The celebration was immediate and heartfelt. Bone Douluo Gu Rong was laughing, a dry, rattling sound of pure joy. "I knew it! I knew you could do it, Fengzhi!"
A few hours later, a spatial distortion shimmered in the hall, and Sword Douluo Chen Xin stepped through, a look of grim satisfaction on his face. He held a spirit ring, a deep, black, ten-thousand-year ring that pulsed with a gentle, life-giving energy. They had succeeded.
It was decided that the two Titled Douluos would accompany Ning Fengzhi into a secluded cultivation chamber to help him absorb his new ring, a process that would take weeks.
With the sect's leadership occupied, the rest of the month settled into a new, intense routine for the trio. Zhang Tian returned to his laboratory, his mind now free to focus on his own, personal projects. Ning Rongrong and Zhu Zhuqing, now the undisputed top young talents in the sect, took their training to a new, brutal level.
Another two weeks passed, marking one full month since their arrival.
Late one night, in the quiet solitude of his lab, amidst the bubbling of strange, colorful liquids, Zhang Tian held up a single, finished product. It was a pill, the size of a longan fruit. It was a translucent, water-blue color, and it shimmered with a gentle, pure light, as if it held a piece of the clear, midday sky within it.

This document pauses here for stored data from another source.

PR #3061, opened 2023-10-05
Replace ScalaTest with mUnit

SeanCheatham:
## Purpose
- Most of our unit tests use mUnit as the underlying framework, but some of our older tests still use ScalaTest
- Test reports aren't being fully reported to GitHub
## Approach
- Update ScalaTest tests to use mUnit
- Semi-related: EtaCalculationSpec used a singleton instance of Ed25519VRF which occasionally caused test failures.  Updated to not use a shared singleton where applicable.
- Update the test reports upload directory
## Testing
- `preparePR`
## Tickets
- #BN-1222


node-crypto/src/main/scala/co/topl/crypto/models/KesBinaryTree.scala
```diff
@@ -13,9 +13,47 @@ object KesBinaryTree {
...
+    }
+  }
+
+  final case class SigningLeaf(sk: Array[Byte], vk: Array[Byte]) extends KesBinaryTree {
+
+    override def equals(obj: Any): Boolean =
+      obj match {
+        case s: SigningLeaf =>
+          java.util.Arrays.equals(sk, s.sk) &&
+          java.util.Arrays.equals(vk, s.vk)
```
nandotorterolo, line 47: case _ =>
          false

node-crypto/src/main/scala/co/topl/crypto/models/KesBinaryTree.scala
```diff
@@ -13,9 +13,47 @@ object KesBinaryTree {
...
+          java.util.Arrays.equals(witnessRight, m.witnessRight) &&
+          left == m.left &&
+          right == m.right
+        case _ =>
+          false
+      }
+
+    override def hashCode(): Int = {
+      var r = 1
+      r = 31 * r + java.util.Arrays.hashCode(seed)
```
nandotorterolo, line 32: question: where does '31' come from? it comes from the length of (32 bytes -1)

nandotorterolo (approved):
Great refactor, I didn't be aware that removing ScalaTest would require so many changes places.

node-crypto/src/main/scala/co/topl/crypto/models/KesBinaryTree.scala
SeanCheatham: :+1: Good catch

PR #3062, opened 2023-10-08
BN-1167 Save reputation for peer during node shutdown, neighbours peer have initial reputation equal to their source. Use that reputation to move peer to warm and hot state

o-aleksandrov-topl:
## Purpose
1. Save remote reputation during node shutdown
2. New received peer have an initial reputation equal to source of those peers
3. Use reputation for selecting warm and hot peers

## Approach
Save peers reputation to data store, update reputation based for source for new peers

## Testing

## Tickets
closes #BN-1167


networking/src/main/scala/co/topl/networking/fsnetwork/NetworkManager.scala
```diff
@@ -36,10 +35,10 @@ object NetworkManager {
     headerStore:                 Store[F, BlockId, BlockHeader],
     bodyStore:                   Store[F, BlockId, BlockBody],
     transactionStore:            Store[F, TransactionId, IoTransaction],
-    knownHostsStore:             Store[F, Unit, Seq[KnownHost]],
+    knownHostsStore:             Store[F, Unit, Seq[RemotePeer]],
```
nandotorterolo, line 38: suggestion, DataStoresInit, defines this store with the name "knownRemotePeersStore", maybe we can align names. Maybe knowHostStore, is better for business logic?

nandotorterolo (approved):

PR #3066, opened 2023-10-10
Support Remote Configuration File

SeanCheatham:
## Purpose
- Loading a configuration file from a remote location may help users with onboarding
## Approach
- Update IOBaseApp to support loading configuration via HTTP
  - Also updated initialization functions to use `F` context
## Testing
- Update NodeAppTest such that one of the nodes loads its configuration from HTTP
- AdHoc Test [Success](https://github.com/Topl/Bifrost/actions/runs/6473003420)
## Tickets
- #BN-1220

### DIFF
--- a/common-application/src/main/scala/co/topl/common/application/IOBaseApp.scala
+++ b/common-application/src/main/scala/co/topl/common/application/IOBaseApp.scala
@@ -1,13 +1,15 @@
 package co.topl.common.application
 
-import cats.data.Chain
+import cats.data.{Chain, Nested}
 import cats.effect._
 import cats.implicits._
 import cats.kernel.Monoid
 import com.typesafe.config.{Config, ConfigFactory}
+import fs2.io.file.Files
+import fs2.io.net.Network
+import org.http4s.client.middleware.FollowRedirect
+import org.http4s.ember.client.EmberClientBuilder
 import pureconfig.{ConfigObjectSource, ConfigSource}
-
-import java.nio.file.Paths
 
 /**
  * Assists with constructing applications which use cats-effect  Initializes the runtime and configurations.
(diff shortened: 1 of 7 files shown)


common-application/src/main/scala/co/topl/common/application/IOBaseApp.scala
```diff
@@ -19,93 +21,94 @@ import java.nio.file.Paths
...
-        argsToUserConfigs(cmdArgs).map(_.config()) ++
-        Chain(ConfigSource.default).map(_.config())
-    ).combineAll match {
-      case Right(value) => value.resolve()
-      case Left(e)      => throw new IllegalStateException(e.toString)
-    }
+  def createTypesafeConfig[Args: ContainsUserConfigs: ContainsDebugFlag](cmdArgs: Args): IO[Config] =
+    for {
+      debugConfigs <- Nested(argsToDebugConfigs(cmdArgs)).map(_.config()).value
+      environmentConfigs = Chain.fromOption(ConfigSource.resources("environment.conf").config().toOption).map(_.asRight)
```
nandotorterolo, line 60: question, if there is no environment.conf file, we won't fail right? just asking because the behavior changed.

common-application/src/main/scala/co/topl/common/application/IOBaseApp.scala
```diff
@@ -19,93 +21,94 @@ import java.nio.file.Paths
...
+  preInitFunction: AppConfig => IO[Unit] = (_: AppConfig) => ().pure[IO]
 ) {
 
   type F[A] = IO[A]
 
-  protected[application] var _args: CmdArgs = _
-  protected[application] var _config: Config = _
-  protected[application] var _appConfig: AppConfig = _
-  protected[application] var _ioApp: IOApp = _
+  def run(cmdArgs: CmdArgs, config: Config, appConfig: AppConfig): IO[Unit]
```
nandotorterolo, line 32: question: could config be removed from run signature? maybe not, but I don't see how we are using it. Maybe I am not following the code

nandotorterolo (approved):

common-application/src/main/scala/co/topl/common/application/IOBaseApp.scala
SeanCheatham: Correct, it will still succeed even if environment.conf does not exist.  The implementation changed, but the result should be the same.  Previously, there would be a `Chain` with a single empty `Config` object, but now it will just be an empty `Chain` because of the `.fromOption`

common-application/src/main/scala/co/topl/common/application/IOBaseApp.scala
SeanCheatham: It _could_, but I figured there's not much harm in including it.  `def config` used to be available as a method so I thought it best to still make it available even if we don't currently use it.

'Mystic Water Pill,' he thought, a deep, profound sense of satisfaction washing over him. He had done it. By combining the foundational principles of the Breaking Clan with the more esoteric, and "strange" aspects of the Tang Sect's alchemy, he had recreated a mystical pill from the future that would be developed more than ten thousand years later in this world.
'It can permanently enhance a person's innate talent by one full level,' he recalled its properties. 'And for anyone under Level 30, it provides a direct, clean boost to their next spirit rank.'
His movements now practiced and efficient, he created two more. He then moved on to his next project, creating a small batch of simpler, but still incredibly valuable, Spirit Ascension Pills, each one capable of providing a single, clean level-up with no side effects.
Finally, he focused on attribute enhancement. Using the blood of a thousand-year-old Ice Silkworm and a Deep Sea Whale from the sect's vast inventory, he created a series of pills that radiated a chilling, potent aura, specifically designed to nourish and strengthen water and ice-attribute spirits.
He looked at the small, precious collection of pills on his workbench. The gifts were ready. The tools that would elevate his friends, and himself, to a level of power that the world was not yet ready for, were complete. It was time.